Thai banks’ loan jitters: ITD woes prompt provision provisions
Two major Thai banks, Siam Commercial Bank (SCB) and Krungthai Bank (KTB), have set aside provisions for possible loan losses related to Italian-Thai Development Plc (ITD), one of the nation’s foremost contractors. Provisions have been determined using a forward-looking expected credit loss (ECL) framework, according to Arthid Nanthawithaya, chief executive of SCB X, SCB’s holding company.
Despite economic uncertainties and potential unforeseen situations, SCB has not classified ITD as a non-performing loan (NPL), Arthid said.
“SCB’s strong risk management approach ensures readiness to manage the loan quality of the customer according to the evolving situation. The customer is still classified as a normal loan, eliminating the need for additional provisions.”
Arthid added that SCB has created a significant loan loss reserve to safeguard against such contingencies. SCB X is targeting a credit cost range of 160 to 180 basis points for 2024.
Several leading Thai banks have extended credit lines totalling 24 billion baht (US$660 million) to ITD. This includes Bangkok Bank (BBL), KTB, Kasikornbank (KBank), and SCB. BBL accounted for 8 billion baht (US$220 million) of this total, with half being unsecured.
KTB contributed 4 billion baht (US$110 million), split equally between secured and unsecured loans, while KBank and SCB each offered 6 billion baht (US$165 million), with unsecured amounts standing at 3 and 1 billion baht (US$82 million and US$27 million), respectively.

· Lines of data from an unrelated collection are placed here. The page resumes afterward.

PR #2012, opened 2025-07-30
[PyTorch] Add FP8 attention with current scaling

cyanguwa:
# Description

This PR adds support for FP8 attention with current scaling through the `FusedAttention` backend. 
- requirement: cuDNN 9.13.1+, cudnn-frontend 1.14
- supported arch: Blackwell
- support details: non-CP, CP (P2P, A2A, A2A+P2P)

## Type of change

- [ ] Infra/Build change
- [ ] Code refactoring

## Changes

Add FP8 attention with current scaling.

# Checklist:


zhujian19891203:
Hi, I am trying this PR recently, but 3rdparty cudnn_frontend is your private server, and I donot have access.

tests/pytorch/attention/run_attention_with_cp.py
```diff
@@ -164,14 +168,20 @@ def run_dpa_with_cp(
     qkv_format="bshd",
     kernel_backend="FlashAttention",
     cp_comm_type="p2p",
-    fp8_mha=False,
+    fp8_bwd="True",
+    fp8_dpa="False",
+    fp8_mha="False",
```
ptrendx, line 173: Why string and not boolean values?

transformer_engine/common/fused_attn/fused_attn_fp8.cu
```diff
@@ -1672,6 +1673,13 @@ void fused_attn_fp8_fwd_impl_v1(
   auto bias_h = h;
   NVTE_CHECK(~is_bias, "FP8 fused attention does not support pre/post_scale_bias yet!");
   NVTE_CHECK(~is_alibi, "FP8 fused attention does not support ALiBi yet!");
+  bool is_current_scaling = (o_tensor_type == cudnn_frontend::DataType_t::HALF ||
+                             o_tensor_type == cudnn_frontend::DataType_t::BFLOAT16);
+  bool is_delayed_scaling = (o_tensor_type == cudnn_frontend::DataType_t::FP8_E4M3 ||
+                             o_tensor_type == cudnn_frontend::DataType_t::FP8_E5M2);
```
ptrendx, line 1679: Seeing how you only use it to figure out whether to scale O or not, it should be just "is_O_in_F16" - right now the names make it confusing.

transformer_engine/common/fused_attn/fused_attn_fp8.cu
```diff
@@ -1978,6 +1999,15 @@ void fused_attn_fp8_bwd_impl_v1(
   auto bias_h = h;
   NVTE_CHECK(~is_bias, "FP8 fused attention does not support pre/post_scale_bias yet!");
   NVTE_CHECK(~is_alibi, "FP8 fused attention does not support ALiBi yet!");
+  bool is_current_scaling = (dqkv_tensor_type == cudnn_frontend::DataType_t::HALF ||
+                             dqkv_tensor_type == cudnn_frontend::DataType_t::BFLOAT16);
+  bool is_delayed_scaling = (dqkv_tensor_type == cudnn_frontend::DataType_t::FP8_E4M3 ||
+                             dqkv_tensor_type == cudnn_frontend::DataType_t::FP8_E5M2);
```
ptrendx, line 2005: That is also brittle and should be just "is_dQKV_in_F16".

transformer_engine/pytorch/attention/dot_product_attention/backends.py
```diff
@@ -130,6 +135,58 @@
 
     fa_utils.set_flash_attention_3_params()
 
+# Float8CurrentScaling: fused_attn_bwd takes O in FP8 by default, this flag allows it in F16
+_dpa_fp8_cs_o_in_f16 = os.getenv("NVTE_DPA_FP8CS_O_in_F16", "0") == "1"
```
ptrendx: Considering the convergence experiments we should always have O in FP16, right?

ptrendx: Then why even having this environment variable (and having it off by default)?

transformer_engine/pytorch/attention/dot_product_attention/backends.py
```diff
@@ -130,6 +135,58 @@
...
+
+
+class FP8EmulationFunc(torch.autograd.Function):
```
ptrendx, line 142: Leftover from debugging?

transformer_engine/pytorch/attention/dot_product_attention/backends.py
```diff
@@ -1026,42 +1158,54 @@ def forward(
...
+            # save appropriate tensors
+            fp8_tensors = (None, None, None, None)
+            qkvo_tensors = (None, None, None, None)
+            if is_bwd_fp8:
+                if fp8_recipe.float8_current_scaling() and _dpa_fp8_cs_o_in_f16:
+                    fp8_tensors = (q_fp8, k_fp8, v_fp8, None)
+                    qkvo_tensors = (None, None, None, out)
+                else:
+                    fp8_tensors = (q_fp8, k_fp8, v_fp8, out_fp8)
+            if not is_bwd_fp8:
```
ptrendx: Just `else:`?

transformer_engine/pytorch/attention/dot_product_attention/backends.py
```diff
@@ -1155,17 +1309,16 @@ def forward(
...
-            ), "Gradient of the DPA output must be in Float8Tensor type for FP8 MHA."
 
-        # FP16/BF16 attn:                  fake_dtype = torch.float16 or torch.bfloat16
-        # FP8 attn, is_output_fp8 = False: fake_dtype = torch.float16 or torch.bfloat16
-        # FP8 attn, is_output_fp8 = True:  fake_dtype = torch.float8_e5m2
-        fake_dtype = d_out.dtype
-
-        d_out = d_out.contiguous()
+        # corner case:
+        # d_out is expected to be in FP8 if is_output_fp8=True,
```
ptrendx, line 1313: That actually is not a corner case - O being in FP8 does not mean that dO will be provided to you in FP8 (and in most cases it will not be).

transformer_engine/pytorch/attention/dot_product_attention/backends.py
```diff
@@ -1258,40 +1450,47 @@ def backward(ctx, d_out):
...
-                            dv = dv_fp8.dequantize()
-                    else:
-                        dq, dk, dv = dq_fp8, dk_fp8, dv_fp8
+                    # dq_fp8, dk_fp8, dv_fp8: Float8Tensor; dtype = torch.float16 or torch.bfloat16
+                    #                                       fp8_dtype = tex.DType.kFloat8E4M3
+                    # dq, dk, dv:             torch.Tensor; dtype = torch.float16 or torch.bfloat16
+                    dq_fp8, dk_fp8, dv_fp8 = dq_, dk_, dv_
+                    dq, dk, dv = dq_, dk_, dv_
+                    if (
+                        all(isinstance(x, Float8Tensor) for x in [dq_, dk_, dv_])
```
ptrendx: If we know that all of them share the same type then we should check only one. If we don't know that then it should use any rather than all.

transformer_engine/pytorch/attention/dot_product_attention/backends.py
```diff
@@ -1258,40 +1450,47 @@ def backward(ctx, d_out):
...
+                            src_nominal_dtype=dq_fp8.dtype,
+                        )
+                    if (
+                        not all(isinstance(x, Float8Tensor) for x in [dq_, dk_, dv_])
+                        and ctx.is_input_fp8
+                    ):
+                        # return dq_fp8, dk_fp8, dv_fp8
+                        dq, dk, dv = combine_and_quantize(
+                            ctx.qkv_layout, dq, dk, dv, ctx.dQKV_quantizer
+                        )
```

Simultaneously, KTB has allocated a 100% loan loss provision for ITD, according to KTB president Payong Srivanich. FSS International Investment Advisory Securities (FSSIA) reports that KTB has classified ITD as a stage 2 loan and reserved 100% for potential losses. FSSIA anticipates KTB’s asset quality to remain manageable, with the NPL ratio expected to remain at 3.85% in the first quarter of this year, reported Bangkok Post.
Meanwhile, FSSIA has raised concerns about BBL’s corporate loan issues, particularly involving ITD and its associated supply chain. However, these are deemed manageable as creditor banks have agreed to inject additional liquidity and BBL would require debtors to liquidate part of their valuable assets. FSSIA predicts BBL’s NPL ratio to increase to 3.26% in the first quarter of 2024, up from 2.7% in the previous quarter.